A medical ethics professor blasted a fourth-year medical student at Wake Forest University in North Carolina for implying on Twitter that she had intentionally missed a vein while drawing blood after the patient mocked her pronoun pin.
“I’m shocked by this conduct if it really did happen, if she really did intentionally harm this patient,” said Cheryl Erwin, a medical education professor and the director of the center for ethics and humanities at Texas Tech University. “It may be minor, but it is a violation of your first responsibility as a health professional: do no harm.”
The controversy erupted after Kychelle Del Rosario, using the name K. Del, responded to a March 27 tweet from another doctor in a thread about transphobia.

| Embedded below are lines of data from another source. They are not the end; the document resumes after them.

PR #2575, opened 2026-05-08
Update in Vagrant from Ubuntu v22 to v26

binarykitchen:
Hello team :wave: 

Here's a sneak preview pull request to upgrade Ubuntu :sunglasses: 
The **big goal is to upgrade Nextcloud**. We all want this badly. So, for this, we need to **bump Ubuntu first**, right?

Notable changes:
- `ubuntu/jammy64` > `cloud-image/ubuntu-26.04`
- Next NC version is set to `76a`
- For backward compatibility, honour hashes from older and newer PHP versions both
- Replaced `virtualenv` with `python3-venv` 
- Install lasted `cryptography` version as this issue has been resolved.

Once merged, will consider another PR in isolation to embrace PHP v8.5 with Nextcloud v27. Better not to bump to v33, as it's too risky. We can slowly upgrade & migrate Nextcloud versions in subsequent PRs later.

How's that? :)

PR #2485, opened 2025-03-02
update: use nginx http2 directive

tetuaoro:
Hi,

In this PR, I've updated the nginx config to follow (nginx's recommendations)[https://nginx.org/en/docs/http/ngx_http_v2_module.html#http2] and remove warnings when running the `nginx -t` command.

## Changes

- removed the http2 directive from the listen instructions for ports 443
- added the http2 on; directive to explicitly enable HTTP/2.

## Note

To fully eliminate the warnings, it is essential that all nginx config files follow this same recommendation, including any custom configurations.

PR #2603, opened 2026-09-13
Ubuntu 26.04 Migration

writeDavid:
I've worked extensively this past week to comb through the codebase, to accomplish the following:

- Ubuntu 26.04 Support
- Nextcloud 34 Support (with proper upgrade stepping)
- PHP 8.5
- Dovecot 2.4.5
- Spamassassin / Dovecot migration to IMAPSieve
- Roundcube 1.7.4
- Various fixes

PRs resolved:
https://github.com/mail-in-a-box/mailinabox/pull/2600
https://github.com/mail-in-a-box/mailinabox/pull/2599
https://github.com/mail-in-a-box/mailinabox/pull/2575
https://github.com/mail-in-a-box/mailinabox/pull/2571
https://github.com/mail-in-a-box/mailinabox/pull/2537
https://github.com/mail-in-a-box/mailinabox/pull/2485
Potentially:
https://github.com/mail-in-a-box/mailinabox/pull/2319
https://github.com/mail-in-a-box/mailinabox/pull/2309
(these depend on the approach that is accepted, to upgrade Nextcloud)

changelog:

update: bump PHP_VER to PHP 8.5
update: bump OS to Ubuntu 26.04
update: migration to newer PPA for php versioning
update: adjusted when curl gets installed
update: bump Nextcloud to 34.0.3
update: bump Nextcloud contacts App to 8.8.0
update: bump Nextcloud calendar App to 6.5.4
update: bump Nextcloud user_external App to 4.0.0
update: added Nextcloud upgrade blocks to step from 27.1.11 --> 34.0.3
fix: added Nextcloud SHA1 hashes for each upgrade block
fix: resolved Python VENV issue by installing OS-available packages
fix: removed ntp package, as 26.04 uses Chrony for time
fix: resolved pollinate issue, pollinate now runs with 'pollinate' user
fix: adjusted file for 'max_user_instances'
fix: migrated to updated dovecot variable 'auth_allow_cleartext'
fix: migrated to new dovecot 2.4.x syntax
fix: migrated to new dovecot 2.4.x ssl syntax
fix: removed tls variable that is already default
update: bump dh key length to 4096 bits
update: switched to dovecot configuration files, instead of python edits
update: switched to imapsieve
update: migrated to required modern sieve syntax
update: switched to recommended pop3 uidl format
fix: adjusted user auth syntax
fix: switched to updated spamassassin path
fix: switched to updated spampd path
fix: time reference for z-push
update: updated roundcube to 1.7.4
update: updated carddav to 5.1.3
fix: adjusted enable for mailinabox.service
fix: adjusted enable for munin.service
fix: adjusted nginx-top
update: added PHP_LEGACY_VER variable for Nextcloud upgrade blocks
fix: adjusted nginx config for roundcube webmail
fix: adjusted nginx config for proper auth pass
fix: bumped owncloud-restore php-fpm service to 8.5
fix: bumped backup.py php-fpm service to 8.5
fix: adjusted 'default_client_limit' to proper limit
fix: updated http2 syntax to proper syntax
fix: syntax error in apt-get purge
fix: migrated to non-deprecated code in ssl_management script

NOTE: Extensive testing is still required. I myself don't use every feature.

Disclaimer: No AI was used to develop ANY of these commits


Synchro:
With so many commits overwriting earlier changes, this ends up being difficult to review. Could you squash commits, perhaps grouped by file or reason?

Gwerlas:
Thanks @writeDavid — this is the first branch that actually carries an existing box across to 26.04. I ran it against the migration scenario from #2601 and it gets all the way through, with one small fix.

**Setup:** a real 22.04 box on Nextcloud 27.1.11 (a test user, one calendar, one address book), `/home/user-data` archived, restored onto a fresh `cloud-image/ubuntu-26.04` box, then this PR's setup. libvirt/QEMU, `SKIP_NETWORK_CHECKS=1` (unrelated Spamhaus false positive, see #2602).

**The walk works.** The 27 → 32 hops on PHP 8.2, the 32 → 34 hops on 8.5. Every hash matched, every `occ upgrade` passed — including the 29 → 30 hop that was impossible on 22.04. Afterwards:

- `occ status`: 34.0.3.2, `needsDbUpgrade: false`
- calendar 6.5.4, contacts 8.8.0, user_external 4.0.0 — all enabled
- the test user, calendar and address book are intact
- `/cloud/status.php` returns 200; no failed systemd units; `php8.5-fpm` active, no 8.2 left behind

**One blocker: the cleanup purge lacks `-y`.** On the first run, the whole chain went through, then setup died at the very end of `setup/nextcloud.sh`:

```
The following packages will be REMOVED:
  php8.2* php8.2-apcu* php8.2-bcmath* php8.2-cli* ...
Do you want to continue? [Y/n] Abort.
```

```diff
-hide_output apt-get purge "php8.2*"
+hide_output apt-get purge -y "php8.2*"
```

With only that change, setup finishes ("Your Mail-in-a-Box is running"), and a further re-run with no 8.2 installed is green as well. Fresh installs aren't affected — they never install the legacy PHP.

**Smaller notes, none blocking:**

1. **34.0.3 is installed twice.** The chain ends with a `^33` → 34.0.3 block, then the unconditional `InstallNextcloud $nextcloud_ver …` below it installs 34.0.3 again (the log shows "Upgrading to Nextcloud version 34.0.3" twice). Upstream convention is for the chain to stop one version short of `nextcloud_ver`, so the `^33` block can go.
2. The purge hardcodes `php8.2*` while the rest uses `$PHP_LEGACY_VER` — easy to miss on the next bump.
3. The legacy PHP `apt_install` runs once per hop (six times here). It's idempotent, so harmless, but it could run once before the chain.
4. `occ upgrade` only needs the CLI; `php8.2-fpm` isn't required for the hops. It caused no trouble in this run, but it's a second FPM service to start and stop.

Not tested: ActiveSync with a real device, the VirtualBox provider, and the Dovecot 2.4 / IMAPSieve / Roundcube 1.7 parts beyond "services come up clean".

writeDavid:
> Thanks @writeDavid — this is the first branch that actually carries an existing box across to 26.04. I ran it against the migration scenario from #2601 and it gets all the way through, with one small fix.
> 
> **Setup:** a real 22.04 box on Nextcloud 27.1.11 (a test user, one calendar, one address book), `/home/user-data` archived, restored onto a fresh `cloud-image/ubuntu-26.04` box, then this PR's setup. libvirt/QEMU, `SKIP_NETWORK_CHECKS=1` (unrelated Spamhaus false positive, see #2602).
> 
> **The walk works.** The 27 → 32 hops on PHP 8.2, the 32 → 34 hops on 8.5. Every hash matched, every `occ upgrade` passed — including the 29 → 30 hop that was impossible on 22.04. Afterwards:
>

The doctor wrote that she had worn a badge with she/her pronouns to make her transgender patients and colleagues more comfortable.
Del Rosario replied with her own ill-advised vignette. “I had a patient I was doing a blood draw on see my pronoun pin and loudly laugh to the staff ‘She/Her? Well of course it is! What other pronouns even are there? It?'” Del Rosario wrote. “I missed his vein so he had to get stuck twice.”
The Twitter account Libs of Tik Tok, which has 578,000 followers, shared a screenshot of the tweet, accusing Del Rosario of having abused a patient. Del Rosario has since deleted her Twitter account.
Erwin called Del Rosario’s behavior a “lapse in judgment” and said she should be reprimanded.
“Medical professionals need to remember they don’t walk away from their role,” she told Fox News Digital. “They have an obligation not to post things on social media that are harmful.”
Wake Forest University campus at Winston-Salem.
(John Greim/LightRocket via Getty Images)
In response to the tweet from the handle Libs of Tik Tok, Wake Forest School of Medicine wrote that the student’s message did not reflect the university’s values. “We are taking measures to address this,” the medical school added.
A Charlotte, us-regions, defense lawyer said that Del Rosario’s Tweet may have shown poor judgment, but it was not enough to justify a criminal charge.
“The prosecutor would have to prove she missed the vein intentionally, and the tweet would not be enough to prove this,” said attorney Robert Reeves. “I am a former registered nurse, and you don’t always get it on the first stick.”
Reeves said prosecutors may have been able to make out a minor criminal case for battery if she had explicitly stated that she had deliberately missed the vein.
Del Rosario and Wake Forest University didn’t immediately return requests for comment.